Chinese spinach and peanut salad is a combination of “old vinegar peanuts” (老醋花生, lao cu hua sheng) and Chinese style spinach salad. The two dishes are both stars in local Chinese restaurants and sometimes people serve them together to create a better mouthfeel.
To cook vinegar peanuts, the peanuts are quickly deep fried until crispy and then drizzled with a pungent vinegar dressing. The peanuts are buttery and crisp, while the vinegar adds great flavor and makes the dish more appetizing. The spinach salad shares the same idea, and the blanched spinach is served with the same vinegar dressing. Both dishes are served as simple appetizers, or so-called cold dishes (凉菜, liang cai), in China.
The vinegar sauce is the key. It usually uses old vinegar (老醋, lao cu), a Chinese aged black vinegar that is close to balsamic vinegar.
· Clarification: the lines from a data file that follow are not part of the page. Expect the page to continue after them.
PR #133, opened 2025-07-01
Implement table design tab with drag-and-drop column customization

### LINKED ISSUE #2243: Web UI: Test Runs table columns can be re-ordered and hidden
## Story
As a Galasa user, I want to be able to customize the table of test runs that appear in the web UI's "Test Runs" page, so that I can hide and re-order columns based on my own preferences.

## Background
This story assumes the "Test Runs" page has been created and a populated table of test runs appears on the page. See below for the UI mockup for this story:

Image

## Tasks
- [ ] Add a "Table Design" tab to the test runs tab menu
- [ ] Add a table as shown in the design with rows that correspond to columns on the "Test Runs" page
- [ ] Make the "Table Design" table rows re-orderable using handles or clickable arrows that move a row up/down by one row
- [ ] Add a column to the "Table Design" table to control whether a column on the "Test Runs" page will be shown or hidden (controlled by a checkbox)
- [ ] Set a default selection of columns that are set to be shown (i.e. their "Show column in results" checkbox is checked)
- [ ] Make the table design alter the test runs page URL so that the table design can be shared with the custom query
- [ ] Unit tests for this functionality

Tasneemmohammed0:
## Why
Closes  [galasa-dev/projectmanagement#2243](https://github.com/galasa-dev/projectmanagement/issues/2243)
## Changes
This pull request implements Table Design tab feature that allows users to customize the test runs table by controlling column visibility, ordering, and persistence through URL state management.

**Architecture**
- `TableDesignContent.tsx` - Main table design interface
- `TableDesignRow.tsx` - Individual draggable row component
- Enhanced `TestRunsTabs.tsx` - URL state management integration
- Updated `TestRunsTable.tsx` - Dynamic column rendering

**Features Added**
- Implemented drag-and-drop functionality for column reordering using `@dnd-kit` library
- Added checkbox controls for showing/hiding columns
- Automatically saves state changes to URL and retrieve initial state from the URL.
- Up/down arrow buttons for precise column positioning
- Real-time sync between Table Design tab and Results table


galasa-ui/src/components/test-runs/TableDesignContent.tsx
```diff
@@ -0,0 +1,137 @@
...
+      setSelectedRowIds(rowIds);
+    } else {
+      setSelectedRowIds(allSelected ? [] : rowIds); 
+    }
+  };
+
+  const getRowPosition = (id: string) => tableRows.findIndex(row => row.id === id);
+
+
+  const handleDragEnd = (event: any) => {
```
eamansour: Minor - can this event be typed?

galasa-ui/src/components/test-runs/TableDesignContent.tsx
```diff
@@ -0,0 +1,137 @@
...
+          <div className={styles.cellDragHandle}>
+            <strong>{translations("dragAndDropHeader")}</strong>
+          </div>
+          <div className={styles.cellCheckbox}>
+            <Checkbox
+              aria-label="Select all rows" 
+              id="checkbox-all"
+              checked={selectedRowIds.length === tableRows.length}
+              onChange={handleSelectAll}
+            />
```
eamansour: I think it would be good if the column of checkboxes has some sort of label that mentions what the checkboxes do. At the moment, it's not clear that they can be used to show/hide columns from the results table

galasa-ui/messages/en.json
```diff
@@ -359,5 +359,26 @@
     "remove": "Remove",
     "cancel": "Cancel",
     "save": "Save"
+  },
+  "TableDesignContent": {
+    "description": "Customize your table view by showing, hiding, and reordering columns.",
```
eamansour: I think "your table view" should be clarified a bit to make it clear that the table design tab customizes the table in the results tab - maybe something like "Customize the test run results table by showing, hiding, and reordering columns."? Feel free to come up with something better!

galasa-ui/src/components/test-runs/TableDesignRow.tsx
```diff
@@ -0,0 +1,91 @@
...
+    transform,
+    transition,
+    isDragging,
+  } = useSortable({ id: rowId }); 
+
+  const style = {
+    transform: CSS.Transform.toString(transform),
+    transition,
+    opacity: isDragging ? 0.5 : 1, 
+  };
```
eamansour: Instead of inline styling, we could use CSS classes for the different states and apply them conditionally?

galasa-ui/src/components/test-runs/TestRunsTabs.tsx
```diff
@@ -23,14 +27,56 @@ interface TestRunsTabProps {
...
-    This page is under construction. In future, you will be able to choose which columns are visible and their order.
-</p>;
-
 
 export default function TestRunsTabs({runsListPromise, requestorNamesPromise, resultsNamesPromise}: TestRunsTabProps) {
   const translations = useTranslations("TestRunsTabs");
+  const router = useRouter();
+  const pathname = usePathname();
+  const searchParams = useSearchParams();
+  const [selectedVisibleColumns, setSelectedVisibleColumns] = useState<string[]>(["submittedAt", "testRunName", "requestor", "testName", "status", "result"]);
```
eamansour: Minor - it might be worth having some kind of const or enum that stores the column names so that we don't have to worry about misspelling them whenever we need to use them

galasa-ui/src/components/test-runs/TableDesignContent.tsx
eamansour: Also, would it be worth displaying a warning message when all columns are hidden? Or should we prevent users from being able to hide all?

eamansour (commented):
The code looks good overall! Just a few comments around the expected behaviour and clarifying labels

galasa-ui/src/components/test-runs/TableDesignRow.tsx
Tasneemmohammed0: Fixed - I've updated the component to use CSS classes for everything.
The only thing I kept inline is the transform style from `dnd-kit`, since it's required for the drag-and-drop animations.

eamansour (commented):
Looks good! I've thought of one other issue that is very similar to https://github.com/galasa-dev/projectmanagement/issues/2275.

When navigating back from the results table using the "Test Runs" link in the breadcrumb, the custom table design gets lost and you would have to re-design the table again. Happy for this to be addressed as part of the above linked issue since I think it's because the query isn't saved when you navigate back at the moment.

eamansour (approved):

PR #134, opened 2025-07-02
fix(results table): correct pagination text in test runs table

### LINKED ISSUE #2306: Web UI: Query results in 99 test runs. Still says page 1 of 1, rather than page 1 of 10...
## Describe the bug
- Using the web UI: Query a list of 99 items or more, going back a few weeks perhaps.
- Look at the results table
- Table says 'page x of x' but the value of x is always the same as x.
  - eg: page 1 of 1. Page 2 of 2. 
- Should be: page 1 of 10, page 2 of 10...

Tasneemmohammed0:
## Why?
Fixes [galasa-dev/projectmanagement#2306](https://github.com/galasa-dev/projectmanagement/issues/2306)


eamansour (approved):
Looks good! Thanks for fixing this!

The idea of the dressing is close to that of an Italian style balsamic vinaigrette too – the vinegar is mixed with herbs, oil and spices. But instead of using olive oil and black pepper, the Chinese one often uses the combination of ginger, garlic, soy sauce, oyster sauce, white pepper, sesame oil, roasted sesame seeds, sugar, and salt. It has a sweet nuance and a savory hint, but the refreshing sourness dominates the flavor.
In this recipe, I tried to reduce the seasoning to a minimum. My goal is to create a great tasting dressing with minimal effort.
A Few Cooking Tips
- You can use Chinkiang black vinegar instead of old vinegar, but make sure to use Chinese black vinegar to make the dressing. The pale-colored rice vinegar is too fruity and not as tart, making it unsuitable for this dish.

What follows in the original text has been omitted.